PR #373, opened 2016-03-24
Add split panes everywhere.  Resolves #317

### LINKED ISSUE #317: Why UGS of machine status in windows 7 & 8.1 ,Z position is covered by half?
machinstate
Z position is covered by half

philreindl:
image

### DIFF
--- a/src/com/willwinder/universalgcodesender/MainWindow.form
+++ b/src/com/willwinder/universalgcodesender/MainWindow.form
@@ -567,230 +567,21 @@
 
               <Layout class="org.netbeans.modules.form.compat2.layouts.support.JSplitPaneSupportLayout"/>
               <SubComponents>
-                <Container class="javax.swing.JPanel" name="keyboardMovementPanel">
-                  <Properties>
-                    <Property name="minimumSize" type="java.awt.Dimension" editor="org.netbeans.beaninfo.editors.DimensionEditor">
-                      <Dimension value="[10, 10]"/>
-                    </Property>
-                    <Property name="preferredSize" type="java.awt.Dimension" editor="org.netbeans.beaninfo.editors.DimensionEditor">
-                      <Dimension value="[247, 220]"/>
-                    </Property>
-                  </Properties>
-                  <Constraints>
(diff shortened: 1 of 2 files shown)


winder:
All the frames on the left are a fixed size, what is this for?

philreindl:
No, they can be resized, but it's not quite as nice as I'd like.  You have to do the middle first to make room for the top.  Let me mess with it some more.  Had a hard time getting the default layout to look right.

philreindl:
Give this one a go.  I had been using minimum size where I should have been using preferred size.  Minimums are much smaller now, preferred size actual sets the default sizing for everything.

philreindl:
Ok for real this time.  Just realized the file and jog panels got switched.

winder:
The merge conflict is changing `MacroPanel(settings, this)` to `MacroPanel(settings, backend)`. All that auto generated code got messed up, just swap those two constructor calls in MainWindow.java/MainWindow.form.

I used your new macro panel in the platform config menu, and am planning to do the new MacroActionPanel next.

winder:
So I tried this out, and see the split panes everywhere. The one between the console / tabs is pretty cool, especially now that those macro widgets can grow.

The ones on the left (and between the right/left) I'm not so sure about though. If the only reason for them is to fix #317 I don't really like it since the content in these panes is almost completely fixed size - if I were to ever drag them it would be a mistake.

winder:
I also modified `updateControls` to remove the `this.macroPanel.updateCustomGcodeControls(*);` and `this.macroActionPanel.updateCustomGcodeControls(*);` calls. Those panels keep themselves updated now.

philreindl:
I'll pull changes and get that fixed up.  Busy weekend, so it might be a few days.  (On the other hand, might be a good excuse to hide for an hour.)  As to the sliders on the left, I agree they probably shouldn't be necessary.  But given the variety of environments this is running in, it seems like a relatively easy fix for issues like #317 which to my knowledge hasn't been reproduced by anybody.

philreindl:
Should be good to go now.

winder:
I still don't like the split panes on the left side. But moving them around a bit does show just how messed up the GUI builder frames are though. Whatever you did with the new file box seems to prevent the height from being too small.

PR #377, opened 2016-03-30
Edge

philreindl:
Bring edge up to date with master.


winder:
Unfortunately, I think this is going to trigger a build, and update the nightly build file. Lets see.

philreindl:
Dang, I was hoping that the edge branch would get a build based on the edge branch, which wouldn't impact the master branch's build.  Looks like the nightly build artifacts on both are the same.

winder:
I was thinking we could add a menu called "experimental" with an option to launch the new UI, that way your work would stay more visible and the current UI would still work.

philreindl:
I'd rather not go down that route.  The advantage of it will work without messing with the build system is offset by the added complexity of setting it all up in the program.  IMO, the ideal way to handle it would be to continue working on MainWindow, but use a branch (that's what they're for.)  Considerably clunkier would be to copy MainWindow to ExperimentalMain and go to town.  Now refactoring is more dangerous since MainWindow and ExperimentalMain will be sharing a lot of code.  Both approaches suffer from not being able to generate builds without changes to the build system.

Another option would be to keep going the way we have been.  Realizing now that there's more traffic than I thought on the nightlies, I'll be more careful to not break anything.  :)  This is probably the best/most efficient approach.  We'll get feedback if things break.  I would think that people understand that's part of the deal with nightly builds.  Users can always go back to 1.0.9 if there's trouble.  Another factor in favor of this option is that I've got a significant work project looming which threatens my free time, so I may not be able to contribute as much for a while.

winder:
@philreindl I agree for the most part. The release process for UGS is a little unorthodox simply so I don't have to do releases as often (I probably should have done one a while ago, since the "constant memory" feature is pretty important).

Most of the stuff left in MainWindow.java is still there because it's the only thing left using it, so any refactoring you do should be pretty isolated. Let me setup a demo of what I have in mind for my "considerably clunkier" approach - I'll use the edge branch. If you still aren't convinced, using a long running branch, or just being a little more cautious in master is fine. Mainly I'd just like to make sure there's a spot for you to go to town on the UI and get feedback from the community.

Also, could you drop me an email? I had a couple questions. My email is in my github profile.

PR #381, opened 2016-04-03
Updates to experimental UI

philreindl:
Connection Panel and Machine Status panel are both MigLayout components.
Use the File Status Panel.


winder:
One of the maven repositories is down which is why the build failed, don't worry about the build failure.

I did build script refactoring in the edge branch and forgot to remove the ExperimentalWindow. I can hook the experimental window back up to the legacy UI if this works for you, or you can keep working on MainWindow.

philreindl:
Yeah, the build failure looked like something that wasn't related to what I had changed.  So I figured there was something else going on.  

I have been just working on the ExperimentalWindow file, which is sitting next to MainWindow.  I'm fine keeping it as is for now.  We could add it as another build artifact or hook it up to MainWindow.  But I think your point of keeping MainWindow fairly stable is reasonable.  This PR was mostly just to keep your repo current with my changes so that merge conflicts are less likely as we go.  I'll reopen this PR when I've got connection panel and machine status merged together.

PR #389, opened 2016-04-11
Console Panel

philreindl:
Console panel is a UI control.  Removed the command table and the bottom tab panel from the experimental UI.


winder:
I like where you're heading with all this, but the spacing of things is looking really wonky. Does it do this on your system?

screen shot 2016-04-11 at 8 37 12 am

philreindl:
My first order of business is to get all the UI components to be handled with miglayout.  From there, I will dial in the layout.  The blend of netbeans managed layout and miglout layout isn't the best.  I think that the trouble with the components on the left is that there's a mix of hard-coded (non-miglayout managed) and miglout managed sizes.  The macro action panel needs some love.  I don't like how it vertically spaces everything.  That said, it looks better on my machine than yours.  ;)

PR #393, opened 2016-04-17
Conversion to mig layout continues

philreindl:
Most of the UI is managed in MigLayout.  All the panels on the left got merged, which should help considerably with the layout.  Visualizer is temporarily unavailable, will add that in as a tab next.


philreindl:
Visualizer has been moved to a tab

PR #394, opened 2016-04-24
Experimental UI changes

philreindl:
Add z step spinner.  Better increment/decrement logic.  Pendant menu is a control.


philreindl:
@rugbymauri Question for you.. Do you primarily use inches or mm for the jog?  The reason I'm asking is that the 1 unit increment makes much more sense in inches than mm.  If I wanted to go up to a 50mm jog, then that's a lot of clicking if you have to go by one.  That was the motivation behind changing your algorithm.  I'm realizing that it might not be a nice change for those who run in inches.

jahnj0584:
can we program it like the oven timer, where after you get to 10 from 0, it starts jumping by 10 instead of 1's? 
So 1 2 3 4 ... 9 10 20 30 40 etc

philreindl:
Yeah, that's the idea I was going with..

.001, .002... .009, .01, .02,...09, .1, .2, .. .9, 1, 2, .. 9, 10, 20, .. 90, 100, 200, .. 900, 1000

The 100 steps might be a bit much, I believe that  @rugbymauri is suggesting that the 10 steps might be too much as well.

jahnj0584:
if youre programming it in, surely it cant be too hard to add it as a menu option to choose our scales?

philreindl:
Too hard?  No, not really.  And if somebody wants to add in customized step limits, I certainly wouldn't object.  In my view, the increment/decrement/multiply/divide buttons are all falling short of the real nice to have feature.  Ideally, we'd have the ability to define buttons that set the jog to something in particular.  I generally find that I want to either jog big (50-100mm), medium (~10mm), or small (<=1mm).  For that to be really slick, you'd need to be able to define hotkeys for all the custom buttons.  Custom hotkeys is the next major effort I intend to tackle after the primary UI work is done.

rugbymauri:
Hi

i'm using "mm". And i have a separate keypad for jogging the machine, i not often use the mouse.
my default setting is 1mm for the x/y axis, because 1mm it's "realtime" on my machine (if keep the key pressed it moves until i release the key, without buffering to much moves)
i think also about this big/medium/small steps, but the problem is the GUI and the leak of key on the keypad. A solution could be to configure a custom steps value-list and switch between them by +/-, perhaps one for inches and one for millimeters.
One of my next project is to build a custom Jog-Keypad with more key than a regular Keypad (using a tensy-controller), so custom Hot-Keys would be a great improvment!!!

winder:
@philreindl we're going to need to figure out how hotkeys in the swing GUI coexist with with hotkeys in the platform GUI, some of these features are already implemented there.

philreindl:
> A solution could be to configure a custom steps value-list and switch between them by +/-

I was thinking about it last night, and taking a step back, I think that's the same solution I came up with.  The more I think about it, the better I like it.  

As to the jogs "leaking", you are referring to the fact that jog command (like all gcode commands) are buffered, right?  We could probably make some changes in the backed to not accept new jogs until the buffer is cleared.  Not sure how much work that would be or whether it would be desirable in the end anyway.  Probably worth investigation though.

winder:
There is a "single step mode" which can be enabled which prevents multiple commands from being sent at a time, but GRBL has optimizations to prevent decelerating between each jog command so this probably wouldn't work well.

Another option is to send a single large movement while the arrow key is held down followed by a pause/soft-reset when the arrow is released. This wouldn't work with all controllers/versions of grbl though so it would need special checks before enabling the logic.

faultylee:
Slightly off topic, with regards to the special checks, I saw an implementation from FinePrint, which has a wizard that prints a few pages, and based upon the print out, decide how to handle duplex printing. 

Maybe something along that line for UGS, where a few test is carried out and a recommended settings is presented to the user. That should help cater to the different controllers/versions and maybe even configuration of grbl

PR #396, opened 2016-04-26
Fixes to the jog spinners

philreindl:
Experimental UI jog spinners now increment/decrement/muliply/divide properly


winder:
@philreindl the `commitEdit()` call is or the case where someone is typing in a step size and then clicks a jog button. In that situation the old value is used rather than the newly edited value, so I think that code is still needed.

philreindl:
@winder Changes are in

====

- _What the task asks_: The answer must consist of every line in the records above that contains the word "spinners".

- _Exercise response_:
Fixes to the jog spinners
Experimental UI jog spinners now increment/decrement/muliply/divide properly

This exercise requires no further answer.